▸ The problem: Please retype all of the following entries exactly.

———

PR #1934, opened 2016-01-28
Fixes Alternative Routing when including loops

MoKob:
The alternative route plugin fix for shortest path loops still had a bug.

This pull request fixes this bug and avoids additional errors that originate in the overlap computation when using the original middle node as via candidate.

### DIFF
--- a/include/engine/routing_algorithms/alternative_path.hpp
+++ b/include/engine/routing_algorithms/alternative_path.hpp
@@ -156,8 +156,10 @@ class AlternativeRouting final
         std::vector<NodeID> packed_forward_path;
         std::vector<NodeID> packed_reverse_path;
 
-        if (upper_bound_to_shortest_path_distance !=
-            forward_heap1.GetKey(middle_node) + reverse_heap1.GetKey(middle_node))
+        const bool path_is_a_loop =
+            upper_bound_to_shortest_path_distance !=
+            forward_heap1.GetKey(middle_node) + reverse_heap1.GetKey(middle_node);
+        if (path_is_a_loop)
         {
             // Self Loop
             BOOST_ASSERT(forward_heap1.GetData(middle_node).parent == middle_node &&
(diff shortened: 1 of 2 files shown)


MoKob:
An example of the broken routing prior to the patch: http://map.project-osrm.org/?z=17&center=37.352130%2C-122.055402&loc=37.351908%2C-122.058331&loc=37.352070%2C-122.058551&hl=en&ly=&alt=&df=&srv=

include/engine/routing_algorithms/alternative_path.hpp
```diff
@@ -156,8 +156,9 @@ class AlternativeRouting final
         std::vector<NodeID> packed_forward_path;
         std::vector<NodeID> packed_reverse_path;
 
-        if (upper_bound_to_shortest_path_distance !=
-            forward_heap1.GetKey(middle_node) + reverse_heap1.GetKey(middle_node))
+        bool path_is_a_loop = upper_bound_to_shortest_path_distance !=
```
TheMarex: Make const

include/engine/routing_algorithms/alternative_path.hpp
```diff
@@ -239,6 +240,8 @@ class AlternativeRouting final
         std::vector<NodeID> preselected_node_list;
         for (const NodeID node : via_node_candidate_list)
         {
+            if( node == middle_node )
```
TheMarex: Run clang-format with correct style file, this uses two spaces and no enclosing `{}`.

TheMarex:
Other than the added remarks this looks good to merge! Good catch @MoKob! Do you think we can add a regression test for this?

MoKob:
The problem with a regression test is that it near impossible to check for alternative routes in a guaranteed way. We can use a normal loop test with alternatives true to check for correct use of the loops. Whether an invalid alternative is found is not possible to check in my view.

———

▸ Result of the exercise:
PR #1934, opened 2016-01-28
Fixes Alternative Routing when including loops

MoKob:
The alternative route plugin fix for shortest path loops still had a bug.

This pull request fixes this bug and avoids additional errors that originate in the overlap computation when using the original middle node as via candidate.

### DIFF
--- a/include/engine/routing_algorithms/alternative_path.hpp
+++ b/include/engine/routing_algorithms/alternative_path.hpp
@@ -156,8 +156,10 @@ class AlternativeRouting final
         std::vector<NodeID> packed_forward_path;
         std::vector<NodeID> packed_reverse_path;
 
-        if (upper_bound_to_shortest_path_distance !=
-            forward_heap1.GetKey(middle_node) + reverse_heap1.GetKey(middle_node))
+        const bool path_is_a_loop =
+            upper_bound_to_shortest_path_distance !=
+            forward_heap1.GetKey(middle_node) + reverse_heap1.GetKey(middle_node);
+        if (path_is_a_loop)
         {
             // Self Loop
             BOOST_ASSERT(forward_heap1.GetData(middle_node).parent == middle_node &&
(diff shortened: 1 of 2 files shown)


MoKob:
An example of the broken routing prior to the patch: http://map.project-osrm.org/?z=17&center=37.352130%2C-122.055402&loc=37.351908%2C-122.058331&loc=37.352070%2C-122.058551&hl=en&ly=&alt=&df=&srv=

include/engine/routing_algorithms/alternative_path.hpp
```diff
@@ -156,8 +156,9 @@ class AlternativeRouting final
         std::vector<NodeID> packed_forward_path;
         std::vector<NodeID> packed_reverse_path;
 
-        if (upper_bound_to_shortest_path_distance !=
-            forward_heap1.GetKey(middle_node) + reverse_heap1.GetKey(middle_node))
+        bool path_is_a_loop = upper_bound_to_shortest_path_distance !=
```
TheMarex: Make const

include/engine/routing_algorithms/alternative_path.hpp
```diff
@@ -239,6 +240,8 @@ class AlternativeRouting final
         std::vector<NodeID> preselected_node_list;
         for (const NodeID node : via_node_candidate_list)
         {
+            if( node == middle_node )
```
TheMarex: Run clang-format with correct style file, this uses two spaces and no enclosing `{}`.

TheMarex:
Other than the added remarks this looks good to merge! Good catch @MoKob! Do you think we can add a regression test for this?

MoKob:
The problem with a regression test is that it near impossible to check for alternative routes in a guaranteed way. We can use a normal loop test with alternatives true to check for correct use of the loops. Whether an invalid alternative is found is not possible to check in my view.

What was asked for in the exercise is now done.